(Data for this task)
PR #8960, opened 2024-08-14
Update t.json

stuartelimu:
Add Toggle Sidebar and Reveal Current File package

My package is Toggle Sidebar and Reveal Current File

My package is similar to FocusFileOnSidebar. However it should still be added because they work differently

[2]: https://semver.org

### DIFF
--- a/repository/t.json
+++ b/repository/t.json
@@ -2756,6 +2756,17 @@
 			]
 		},
 		{
+			"name": "Toggle Sidebar and Reveal Current File",
+			"details": "https://github.com/stuartelimu/toggle-sidebar-and-reveal-file",
+			"labels": ["sidebar", "toggle"],
+			"releases": [
+				{
+					"sublime_text": "*",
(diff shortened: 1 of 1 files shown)


braver:

No, you [didn't](https://github.com/stuartelimu/toggle-sidebar-and-reveal-file/tags) 😉

stuartelimu:
> > I have tagged a release with a [semver](https://semver.org/) version number.
> 
> No, you [didn't](https://github.com/stuartelimu/toggle-sidebar-and-reveal-file/tags) 😉

Sorted!🙈 
https://github.com/stuartelimu/toggle-sidebar-and-reveal-file/releases/tag/v1.0.0

braver:
The normal “toggle sidebar” command is also available via the command palette. It would also make sense for your command, I think.

stuartelimu:
Makes sense, I'll add it in the next release. Thank you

(Exercise instructions) Your task is to print the whole listing again exactly.

(Exercise answer)
PR #8960, opened 2024-08-14
Update t.json

stuartelimu:
Add Toggle Sidebar and Reveal Current File package

My package is Toggle Sidebar and Reveal Current File

My package is similar to FocusFileOnSidebar. However it should still be added because they work differently

[2]: https://semver.org

### DIFF
--- a/repository/t.json
+++ b/repository/t.json
@@ -2756,6 +2756,17 @@
 			]
 		},
 		{
+			"name": "Toggle Sidebar and Reveal Current File",
+			"details": "https://github.com/stuartelimu/toggle-sidebar-and-reveal-file",
+			"labels": ["sidebar", "toggle"],
+			"releases": [
+				{
+					"sublime_text": "*",
(diff shortened: 1 of 1 files shown)


braver:

No, you [didn't](https://github.com/stuartelimu/toggle-sidebar-and-reveal-file/tags) 😉

stuartelimu:
> > I have tagged a release with a [semver](https://semver.org/) version number.
> 
> No, you [didn't](https://github.com/stuartelimu/toggle-sidebar-and-reveal-file/tags) 😉

Sorted!🙈 
https://github.com/stuartelimu/toggle-sidebar-and-reveal-file/releases/tag/v1.0.0

braver:
The normal “toggle sidebar” command is also available via the command palette. It would also make sense for your command, I think.

stuartelimu:
Makes sense, I'll add it in the next release. Thank you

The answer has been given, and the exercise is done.